Source records
******************************
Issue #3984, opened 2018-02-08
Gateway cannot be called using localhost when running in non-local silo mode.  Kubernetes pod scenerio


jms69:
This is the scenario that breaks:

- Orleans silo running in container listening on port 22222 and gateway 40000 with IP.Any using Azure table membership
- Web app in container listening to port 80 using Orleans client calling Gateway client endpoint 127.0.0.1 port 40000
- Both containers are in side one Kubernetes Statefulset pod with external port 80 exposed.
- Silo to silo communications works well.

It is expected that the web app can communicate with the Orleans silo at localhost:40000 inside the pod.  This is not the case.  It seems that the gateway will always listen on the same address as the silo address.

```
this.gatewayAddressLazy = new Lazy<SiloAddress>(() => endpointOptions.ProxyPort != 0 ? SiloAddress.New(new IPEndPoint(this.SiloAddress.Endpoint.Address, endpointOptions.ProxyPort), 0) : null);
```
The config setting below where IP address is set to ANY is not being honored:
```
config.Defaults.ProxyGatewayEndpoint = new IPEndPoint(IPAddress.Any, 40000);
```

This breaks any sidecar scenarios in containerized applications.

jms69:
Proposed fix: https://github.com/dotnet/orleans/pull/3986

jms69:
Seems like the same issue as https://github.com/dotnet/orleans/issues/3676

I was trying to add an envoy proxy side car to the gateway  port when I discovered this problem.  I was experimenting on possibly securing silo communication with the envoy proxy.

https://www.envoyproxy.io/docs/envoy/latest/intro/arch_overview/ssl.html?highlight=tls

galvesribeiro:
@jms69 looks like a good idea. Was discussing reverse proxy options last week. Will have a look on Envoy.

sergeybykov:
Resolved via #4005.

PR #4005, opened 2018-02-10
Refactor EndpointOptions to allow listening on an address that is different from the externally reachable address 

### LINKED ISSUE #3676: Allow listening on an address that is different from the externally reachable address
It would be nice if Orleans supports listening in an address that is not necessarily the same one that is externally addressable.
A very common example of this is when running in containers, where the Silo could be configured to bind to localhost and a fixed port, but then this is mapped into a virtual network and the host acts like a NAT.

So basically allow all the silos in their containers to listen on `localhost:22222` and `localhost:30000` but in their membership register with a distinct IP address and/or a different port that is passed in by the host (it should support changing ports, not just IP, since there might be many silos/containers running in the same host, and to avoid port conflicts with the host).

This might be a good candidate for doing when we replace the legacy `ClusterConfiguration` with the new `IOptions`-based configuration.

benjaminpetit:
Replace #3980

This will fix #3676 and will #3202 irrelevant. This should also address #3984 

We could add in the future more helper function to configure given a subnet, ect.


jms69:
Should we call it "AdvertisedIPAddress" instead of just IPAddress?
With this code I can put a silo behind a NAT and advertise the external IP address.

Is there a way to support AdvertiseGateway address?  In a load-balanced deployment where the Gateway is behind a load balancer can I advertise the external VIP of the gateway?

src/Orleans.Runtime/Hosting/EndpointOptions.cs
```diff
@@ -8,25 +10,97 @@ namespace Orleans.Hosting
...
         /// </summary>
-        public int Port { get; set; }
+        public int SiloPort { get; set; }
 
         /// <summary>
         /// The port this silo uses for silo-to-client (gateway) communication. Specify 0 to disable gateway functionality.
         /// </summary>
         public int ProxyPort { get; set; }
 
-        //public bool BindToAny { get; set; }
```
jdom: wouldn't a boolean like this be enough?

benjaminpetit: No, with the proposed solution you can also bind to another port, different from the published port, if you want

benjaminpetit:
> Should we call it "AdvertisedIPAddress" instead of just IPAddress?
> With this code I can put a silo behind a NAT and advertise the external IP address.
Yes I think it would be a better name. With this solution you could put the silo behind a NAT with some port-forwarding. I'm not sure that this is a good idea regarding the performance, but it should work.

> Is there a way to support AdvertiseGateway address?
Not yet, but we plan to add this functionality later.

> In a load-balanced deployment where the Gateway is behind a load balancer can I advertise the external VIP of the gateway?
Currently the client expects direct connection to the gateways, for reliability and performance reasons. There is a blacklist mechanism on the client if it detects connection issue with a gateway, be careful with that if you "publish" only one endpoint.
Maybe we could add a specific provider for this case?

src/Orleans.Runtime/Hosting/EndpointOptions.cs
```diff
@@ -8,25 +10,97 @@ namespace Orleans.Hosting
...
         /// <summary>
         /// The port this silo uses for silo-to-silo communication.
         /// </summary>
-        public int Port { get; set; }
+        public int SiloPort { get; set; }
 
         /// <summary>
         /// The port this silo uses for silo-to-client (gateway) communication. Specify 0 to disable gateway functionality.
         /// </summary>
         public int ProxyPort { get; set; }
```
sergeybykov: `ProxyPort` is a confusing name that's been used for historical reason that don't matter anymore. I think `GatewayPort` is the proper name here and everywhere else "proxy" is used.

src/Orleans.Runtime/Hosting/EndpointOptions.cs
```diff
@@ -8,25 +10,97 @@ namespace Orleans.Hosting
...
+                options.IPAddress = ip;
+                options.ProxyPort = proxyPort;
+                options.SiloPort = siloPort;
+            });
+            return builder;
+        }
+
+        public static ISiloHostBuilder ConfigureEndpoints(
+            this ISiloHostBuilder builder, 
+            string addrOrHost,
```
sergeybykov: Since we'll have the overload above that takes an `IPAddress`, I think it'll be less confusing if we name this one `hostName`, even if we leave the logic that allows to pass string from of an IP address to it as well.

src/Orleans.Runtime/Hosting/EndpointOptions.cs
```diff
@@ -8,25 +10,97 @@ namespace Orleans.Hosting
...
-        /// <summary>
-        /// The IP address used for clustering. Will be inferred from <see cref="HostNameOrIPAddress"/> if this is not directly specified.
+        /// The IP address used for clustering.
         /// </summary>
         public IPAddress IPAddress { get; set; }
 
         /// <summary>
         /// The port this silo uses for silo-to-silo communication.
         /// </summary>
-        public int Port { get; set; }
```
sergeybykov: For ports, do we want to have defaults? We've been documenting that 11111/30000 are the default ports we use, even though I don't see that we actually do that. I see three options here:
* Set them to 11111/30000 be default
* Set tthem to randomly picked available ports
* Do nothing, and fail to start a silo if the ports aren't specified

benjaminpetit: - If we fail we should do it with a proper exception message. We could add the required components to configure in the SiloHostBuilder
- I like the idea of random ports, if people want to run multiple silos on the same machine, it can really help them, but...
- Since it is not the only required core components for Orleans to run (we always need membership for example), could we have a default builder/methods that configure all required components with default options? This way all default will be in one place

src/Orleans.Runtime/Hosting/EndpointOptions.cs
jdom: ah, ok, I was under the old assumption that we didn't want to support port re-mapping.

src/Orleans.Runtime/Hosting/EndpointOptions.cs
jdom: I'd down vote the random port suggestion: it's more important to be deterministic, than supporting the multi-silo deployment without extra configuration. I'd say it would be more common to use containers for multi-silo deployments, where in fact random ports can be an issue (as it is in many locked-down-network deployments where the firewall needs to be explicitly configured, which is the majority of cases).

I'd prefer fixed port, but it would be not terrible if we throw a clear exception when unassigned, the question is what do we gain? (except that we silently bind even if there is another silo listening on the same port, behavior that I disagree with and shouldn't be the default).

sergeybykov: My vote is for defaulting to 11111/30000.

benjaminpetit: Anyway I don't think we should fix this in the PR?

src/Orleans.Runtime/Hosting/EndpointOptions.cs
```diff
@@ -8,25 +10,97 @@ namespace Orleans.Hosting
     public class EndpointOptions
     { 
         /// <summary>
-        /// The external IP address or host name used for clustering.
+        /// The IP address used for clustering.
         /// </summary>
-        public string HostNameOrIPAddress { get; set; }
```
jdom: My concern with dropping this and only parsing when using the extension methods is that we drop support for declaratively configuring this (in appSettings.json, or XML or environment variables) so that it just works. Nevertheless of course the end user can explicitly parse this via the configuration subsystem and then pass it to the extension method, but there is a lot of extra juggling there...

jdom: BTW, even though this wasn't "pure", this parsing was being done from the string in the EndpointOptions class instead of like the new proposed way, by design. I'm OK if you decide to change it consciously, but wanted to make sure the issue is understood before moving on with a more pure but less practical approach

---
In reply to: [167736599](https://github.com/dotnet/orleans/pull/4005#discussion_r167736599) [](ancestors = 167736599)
******************************
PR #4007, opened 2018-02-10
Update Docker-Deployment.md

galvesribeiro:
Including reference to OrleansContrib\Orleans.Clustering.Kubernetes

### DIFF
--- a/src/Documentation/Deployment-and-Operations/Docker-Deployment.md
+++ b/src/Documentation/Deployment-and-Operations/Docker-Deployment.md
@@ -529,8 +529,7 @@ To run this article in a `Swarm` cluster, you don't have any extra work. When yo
******************************
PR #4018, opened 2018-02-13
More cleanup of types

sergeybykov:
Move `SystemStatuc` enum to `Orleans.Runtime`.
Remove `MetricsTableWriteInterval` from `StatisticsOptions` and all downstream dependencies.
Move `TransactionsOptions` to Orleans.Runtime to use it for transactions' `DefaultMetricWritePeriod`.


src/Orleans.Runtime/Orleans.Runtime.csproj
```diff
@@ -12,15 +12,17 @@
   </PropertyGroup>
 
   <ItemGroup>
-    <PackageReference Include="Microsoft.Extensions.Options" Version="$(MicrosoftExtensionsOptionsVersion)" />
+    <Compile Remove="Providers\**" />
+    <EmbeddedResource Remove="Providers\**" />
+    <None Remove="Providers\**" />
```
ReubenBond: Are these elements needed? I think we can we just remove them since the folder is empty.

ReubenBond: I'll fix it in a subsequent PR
******************************
# Description of the task
Using the entries above, return exactly the lines from the line with "Update Docker-Deployment.md" to the line with "work. When yo", counting both of those lines.

# Answer for the task
Update Docker-Deployment.md

galvesribeiro:
Including reference to OrleansContrib\Orleans.Clustering.Kubernetes

### DIFF
--- a/src/Documentation/Deployment-and-Operations/Docker-Deployment.md
+++ b/src/Documentation/Deployment-and-Operations/Docker-Deployment.md
@@ -529,8 +529,7 @@ To run this article in a `Swarm` cluster, you don't have any extra work. When yo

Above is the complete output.